Project Blue Book
~12,618 cases. The classification reveals the investigators, not the phenomena.
Decision Chain: Blue Book
Ingest declassified Project Blue Book case records. ~12,618 cases with conclusion tags (Identified, Insufficient Info, Unknown).
~12,618 cases ingested. Categorical data with date-level timestamps only.
Attempt self-exciting point process fit. Blue Book data is categorical with coarse timestamps — Hawkes process requires fine-grained temporal data to work.
Hawkes process UNRELIABLE for this dataset. Timestamps too coarse, data too categorical.
Instead of temporal self-excitation, analyze the distribution of conclusion tags. How were cases classified and does the classification reveal anything about the investigation process?
"Unknown" classifications cluster in periods of reduced staffing and budget. Classification reflects investigation capacity, not phenomenon characteristics.
Compare case classification rates across different project periods, staffing levels, and investigator assignments.
Cases classified "Unknown" correlate more strongly with investigation workload than with case characteristics.

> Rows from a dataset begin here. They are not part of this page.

PR #6976, opened 2026-01-29
feat(tar/unstable): add symlink support to TarStream

magurotuna:
Adds `TarStreamSymlink` type and `assertValidLinkname` to support writing symbolic links in `TarStream`. Note that `UntarStream` already supports reading symlinks.

### DIFF
--- a/tar/tar_stream.ts
+++ b/tar/tar_stream.ts
@@ -276,9 +276,6 @@ export class TarStream implements TransformStream<TarStreamInput, Uint8Array_> {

The classification tells you about the investigators, not the phenomena
Project Blue Book is the wrong dataset for Hawkes process analysis — the data is categorical and timestamps are too coarse. But conclusion-tag analysis reveals something important: the rate of "Unknown" classifications correlates with project staffing and budget, not with the nature of the cases themselves. When the project was understaffed, more cases were labeled "Unknown" or "Insufficient Information." The classification system reveals investigation bias, not genuine anomaly distribution.